══ Recorded information ══

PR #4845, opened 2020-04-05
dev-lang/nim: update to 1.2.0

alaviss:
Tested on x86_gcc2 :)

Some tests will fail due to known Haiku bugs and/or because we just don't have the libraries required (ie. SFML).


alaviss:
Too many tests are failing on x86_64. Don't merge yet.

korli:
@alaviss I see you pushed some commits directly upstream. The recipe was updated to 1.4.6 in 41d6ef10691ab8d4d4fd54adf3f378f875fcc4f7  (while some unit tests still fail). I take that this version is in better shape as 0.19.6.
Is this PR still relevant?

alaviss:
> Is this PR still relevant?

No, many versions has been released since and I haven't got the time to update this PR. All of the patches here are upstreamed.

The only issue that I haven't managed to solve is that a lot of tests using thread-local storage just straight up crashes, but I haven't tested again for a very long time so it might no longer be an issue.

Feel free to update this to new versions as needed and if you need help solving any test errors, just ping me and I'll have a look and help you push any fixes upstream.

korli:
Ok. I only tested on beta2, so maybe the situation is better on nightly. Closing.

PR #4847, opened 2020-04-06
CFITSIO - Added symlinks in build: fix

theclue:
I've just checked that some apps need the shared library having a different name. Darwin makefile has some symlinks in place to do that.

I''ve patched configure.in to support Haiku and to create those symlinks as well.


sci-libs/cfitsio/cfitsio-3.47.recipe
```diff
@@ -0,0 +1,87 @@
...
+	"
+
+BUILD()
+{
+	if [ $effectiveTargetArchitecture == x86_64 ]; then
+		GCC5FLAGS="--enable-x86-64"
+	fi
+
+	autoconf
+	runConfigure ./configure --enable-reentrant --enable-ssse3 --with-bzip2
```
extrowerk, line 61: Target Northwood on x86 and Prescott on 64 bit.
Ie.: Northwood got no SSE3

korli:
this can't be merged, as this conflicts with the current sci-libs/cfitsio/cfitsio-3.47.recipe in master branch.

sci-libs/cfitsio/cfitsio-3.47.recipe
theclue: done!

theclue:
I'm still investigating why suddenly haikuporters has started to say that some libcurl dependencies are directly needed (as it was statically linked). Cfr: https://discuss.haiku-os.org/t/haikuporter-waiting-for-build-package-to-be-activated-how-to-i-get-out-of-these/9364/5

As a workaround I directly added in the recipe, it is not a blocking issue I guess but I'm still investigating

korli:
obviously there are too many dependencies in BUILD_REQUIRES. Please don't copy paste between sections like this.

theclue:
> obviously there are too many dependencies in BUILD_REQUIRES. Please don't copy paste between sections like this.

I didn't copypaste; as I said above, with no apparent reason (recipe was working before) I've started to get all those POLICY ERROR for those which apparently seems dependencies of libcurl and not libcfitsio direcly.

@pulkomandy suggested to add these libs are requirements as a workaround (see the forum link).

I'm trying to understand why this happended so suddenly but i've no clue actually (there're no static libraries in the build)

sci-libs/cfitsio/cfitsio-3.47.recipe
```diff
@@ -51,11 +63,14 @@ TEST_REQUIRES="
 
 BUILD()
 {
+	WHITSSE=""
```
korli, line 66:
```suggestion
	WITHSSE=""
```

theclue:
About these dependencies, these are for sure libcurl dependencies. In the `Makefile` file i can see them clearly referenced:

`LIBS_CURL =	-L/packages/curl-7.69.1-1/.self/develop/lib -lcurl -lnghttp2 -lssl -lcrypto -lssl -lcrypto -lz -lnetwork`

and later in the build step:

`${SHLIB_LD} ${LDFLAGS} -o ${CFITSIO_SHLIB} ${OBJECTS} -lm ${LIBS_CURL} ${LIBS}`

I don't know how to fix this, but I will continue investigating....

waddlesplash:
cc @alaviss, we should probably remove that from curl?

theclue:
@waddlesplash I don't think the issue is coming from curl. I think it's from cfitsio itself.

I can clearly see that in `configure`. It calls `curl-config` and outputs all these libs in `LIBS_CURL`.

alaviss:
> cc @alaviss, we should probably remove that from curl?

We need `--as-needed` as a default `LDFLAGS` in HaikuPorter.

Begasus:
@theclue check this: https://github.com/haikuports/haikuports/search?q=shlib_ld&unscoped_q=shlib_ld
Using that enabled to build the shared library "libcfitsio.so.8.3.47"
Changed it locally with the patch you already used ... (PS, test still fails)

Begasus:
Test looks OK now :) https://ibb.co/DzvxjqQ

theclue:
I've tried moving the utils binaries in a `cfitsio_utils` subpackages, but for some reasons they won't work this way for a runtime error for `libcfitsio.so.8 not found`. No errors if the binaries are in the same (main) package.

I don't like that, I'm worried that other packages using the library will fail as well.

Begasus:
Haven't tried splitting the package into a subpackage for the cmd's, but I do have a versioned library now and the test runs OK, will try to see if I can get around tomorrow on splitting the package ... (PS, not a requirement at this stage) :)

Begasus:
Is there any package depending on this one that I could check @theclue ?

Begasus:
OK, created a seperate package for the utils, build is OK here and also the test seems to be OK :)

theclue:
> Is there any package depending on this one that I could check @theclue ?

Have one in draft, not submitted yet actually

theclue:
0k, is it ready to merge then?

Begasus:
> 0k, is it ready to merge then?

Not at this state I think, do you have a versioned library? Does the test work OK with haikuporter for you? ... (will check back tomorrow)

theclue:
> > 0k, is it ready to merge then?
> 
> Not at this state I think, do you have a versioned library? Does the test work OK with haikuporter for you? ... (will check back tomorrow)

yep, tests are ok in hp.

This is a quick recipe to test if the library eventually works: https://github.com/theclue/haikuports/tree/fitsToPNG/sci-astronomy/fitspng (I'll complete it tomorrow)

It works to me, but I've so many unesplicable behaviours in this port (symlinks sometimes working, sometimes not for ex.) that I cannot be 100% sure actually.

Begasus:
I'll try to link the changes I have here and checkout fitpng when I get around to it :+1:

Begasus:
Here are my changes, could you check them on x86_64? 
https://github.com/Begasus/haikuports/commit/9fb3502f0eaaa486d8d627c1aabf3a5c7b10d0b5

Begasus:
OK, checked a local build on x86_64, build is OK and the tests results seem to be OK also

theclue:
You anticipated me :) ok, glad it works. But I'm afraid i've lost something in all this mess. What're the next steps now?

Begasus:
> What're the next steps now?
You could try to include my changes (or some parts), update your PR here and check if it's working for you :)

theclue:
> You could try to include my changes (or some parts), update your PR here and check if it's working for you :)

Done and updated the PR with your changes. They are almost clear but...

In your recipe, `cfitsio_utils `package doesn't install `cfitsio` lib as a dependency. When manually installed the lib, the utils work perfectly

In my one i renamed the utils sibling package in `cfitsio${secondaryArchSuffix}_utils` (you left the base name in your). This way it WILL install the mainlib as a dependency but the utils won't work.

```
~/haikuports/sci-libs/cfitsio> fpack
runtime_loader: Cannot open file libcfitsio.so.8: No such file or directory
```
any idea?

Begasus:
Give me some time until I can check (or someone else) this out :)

═══

Task requirements ::
In the records above, locate the lines holding the word "versioned". Copy each of them.

Completed task ::
Haven't tried splitting the package into a subpackage for the cmd's, but I do have a versioned library now and the test runs OK, will try to see if I can get around tomorrow on splitting the package ... (PS, not a requirement at this stage) :)
Not at this state I think, do you have a versioned library? Does the test work OK with haikuporter for you? ... (will check back tomorrow)
> Not at this state I think, do you have a versioned library? Does the test work OK with haikuporter for you? ... (will check back tomorrow)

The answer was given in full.